In the records below, pick out all lines containing the word "when".

[Source records]
- - - -

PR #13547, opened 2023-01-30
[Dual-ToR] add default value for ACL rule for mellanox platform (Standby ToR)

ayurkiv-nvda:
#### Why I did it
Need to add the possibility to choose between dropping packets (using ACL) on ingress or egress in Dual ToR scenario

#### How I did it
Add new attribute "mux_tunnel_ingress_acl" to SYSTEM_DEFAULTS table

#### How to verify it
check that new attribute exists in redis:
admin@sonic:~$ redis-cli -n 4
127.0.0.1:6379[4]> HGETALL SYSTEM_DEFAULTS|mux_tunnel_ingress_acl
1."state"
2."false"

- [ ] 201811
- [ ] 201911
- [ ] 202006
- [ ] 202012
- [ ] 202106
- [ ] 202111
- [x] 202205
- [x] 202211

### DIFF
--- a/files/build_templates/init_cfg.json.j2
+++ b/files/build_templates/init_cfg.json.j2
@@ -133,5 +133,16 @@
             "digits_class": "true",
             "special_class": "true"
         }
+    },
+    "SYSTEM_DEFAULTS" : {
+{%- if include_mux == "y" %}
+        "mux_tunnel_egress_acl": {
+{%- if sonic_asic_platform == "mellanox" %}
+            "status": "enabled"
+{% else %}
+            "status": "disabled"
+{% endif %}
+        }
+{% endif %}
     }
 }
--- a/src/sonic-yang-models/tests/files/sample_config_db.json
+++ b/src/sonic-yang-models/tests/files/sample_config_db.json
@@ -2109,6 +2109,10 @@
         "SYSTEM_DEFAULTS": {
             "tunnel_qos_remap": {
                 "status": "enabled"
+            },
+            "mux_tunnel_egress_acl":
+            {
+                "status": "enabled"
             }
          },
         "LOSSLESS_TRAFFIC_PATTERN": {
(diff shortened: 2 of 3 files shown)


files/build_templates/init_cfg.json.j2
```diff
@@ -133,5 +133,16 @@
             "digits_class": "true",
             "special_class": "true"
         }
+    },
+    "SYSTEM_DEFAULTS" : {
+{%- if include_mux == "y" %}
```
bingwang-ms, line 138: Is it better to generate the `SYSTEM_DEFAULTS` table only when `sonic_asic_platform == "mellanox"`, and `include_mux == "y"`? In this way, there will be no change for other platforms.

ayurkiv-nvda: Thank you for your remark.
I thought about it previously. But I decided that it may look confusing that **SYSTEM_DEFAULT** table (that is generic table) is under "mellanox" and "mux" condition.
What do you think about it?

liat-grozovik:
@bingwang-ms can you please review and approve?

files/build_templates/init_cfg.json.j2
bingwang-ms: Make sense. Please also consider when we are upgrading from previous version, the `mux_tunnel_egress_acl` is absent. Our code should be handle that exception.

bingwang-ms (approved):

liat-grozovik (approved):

- - - -

- Solution to the exercise
bingwang-ms, line 138: Is it better to generate the `SYSTEM_DEFAULTS` table only when `sonic_asic_platform == "mellanox"`, and `include_mux == "y"`? In this way, there will be no change for other platforms.
bingwang-ms: Make sense. Please also consider when we are upgrading from previous version, the `mux_tunnel_egress_acl` is absent. Our code should be handle that exception.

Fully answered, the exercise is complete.